In [12]:
# Create movies.csv using Python inside the notebook
data = """title,genres,overview
Avatar,Action Adventure Fantasy,"A marine on an alien planet becomes torn between following his orders and protecting the world he feels is his home."
Titanic,Drama Romance,"A seventeen-year-old aristocrat falls in love with a kind but poor artist aboard the luxurious, ill-fated R.M.S. Titanic."
The Avengers,Action Science Fiction,"Earth's mightiest heroes must come together to stop a mischievous god from enslaving humanity."

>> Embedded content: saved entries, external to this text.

PR #5583, opened 2026-09-07
fix(claude): forward the per-turn-control beta requested by the caller

realies:
## Defect

Claude Code 2.1.261 sends a per-turn `{"role":"system","content":[],"output_config":{...}}` turn inside `messages`, declared by the `per-turn-control-2026-07-01` beta. `claudeCodeCLIBetas` rebuilds the `Anthropic-Beta` header from the 2.1.258 baseline, which has no entry for that beta, so the turn is forwarded while its beta is stripped and Anthropic rejects the request:

```
400 invalid_request_error: messages.3.output_config: Extra inputs are not permitted
```

Measured on a gateway serving 2.1.261 clients: 77 such rejections across 4 sessions in 12 h (one session retried 67 times).

## Mechanism

On the direct-Anthropic rebuild path (`!preserveCallerFingerprint`) caller betas only reach upstream through the known-beta flags in `claudeCodeCLIBetas`; unknown betas are dropped by design (`TestClaudeCodeCLIBetas_MatchesObservedClientMatrix`, "unknown caller beta is not smuggled into the baseline"). `per-turn-control-2026-07-01` was unknown.

## Fix

One constant, and forward it when the caller requests it, in the position the client uses (right after `mid-conversation-system-2026-04-07`). Unknown betas are still dropped.

## Check

- `TestApplyClaudeHeaders_PerTurnControlBetaFollowsCaller`: fails on the previous baseline, passes with this change, and asserts an unknown caller beta still does not reach the upstream header.
- Replay of a captured 2.1.261 request carrying the per-turn turn and the client's 12 betas, through a single OAuth credential: 400 (message above) on `dev` @ fa01468e, 200 on `dev` + this commit.
- Side effect observed while replaying: forwarding the beta changes Anthropic's prompt-cache identity for histories that already contain `role: system` turns (one cache miss, +15 tokens on a 320k-token prefix). The native client sends the beta itself, so this matches what unproxied sessions already get.

## Summary by CodeRabbit

- **New Features**
  - Added support for the `per-turn-control-2026-07-01` beta capability when requested by callers.
  - Preserves the expected ordering of supported beta capabilities in requests.

- **Tests**
  - Added coverage verifying per-turn control handling and filtering of unknown beta capabilities.

### DIFF
--- a/internal/runtime/executor/claude_executor_beta_policy_test.go
+++ b/internal/runtime/executor/claude_executor_beta_policy_test.go
@@ -523,3 +523,42 @@ func TestApplyClaudeHeaders_StructuredHelperBetaOrderPreservedWithAdvisor(t *tes
 		t.Fatalf("helper Anthropic-Beta =\n got:  %q\n want: %q", got, helperBeta)
 	}
 }
+
+// Claude Code 2.1.261 sends a per-turn {"role":"system"} turn that carries
+// output_config, declared by per-turn-control-2026-07-01. The rebuilt baseline
+// must forward that beta when the caller asks for it, in the client's position
+// right after mid-conversation-system, while still dropping unknown betas.
+func TestApplyClaudeHeaders_PerTurnControlBetaFollowsCaller(t *testing.T) {
+	incoming := http.Header{}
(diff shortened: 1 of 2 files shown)


realies:
@codex review

realies:
Superseded by d9b8fdb7 (#5738), which forwards unmanaged caller betas on both the messages and count_tokens paths; verified by replay against dev.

Interstellar,Adventure Drama Science Fiction,"A team of explorers travel through a wormhole in space in an attempt to ensure humanity's survival."
Inception,Action Adventure Science Fiction,"A thief who steals corporate secrets through dream-sharing technology is given a chance to erase his criminal history."
The Dark Knight,Action Crime Drama,"Batman sets out to dismantle the remaining criminal organizations that plague the streets."
The Notebook,Romance Drama,"A poor yet passionate young man falls in love with a rich young woman and gives her a sense of freedom."
Avengers: Age of Ultron,Action Adventure Science Fiction,"When Tony Stark and Bruce Banner try to jump-start a dormant peacekeeping program, things go awry."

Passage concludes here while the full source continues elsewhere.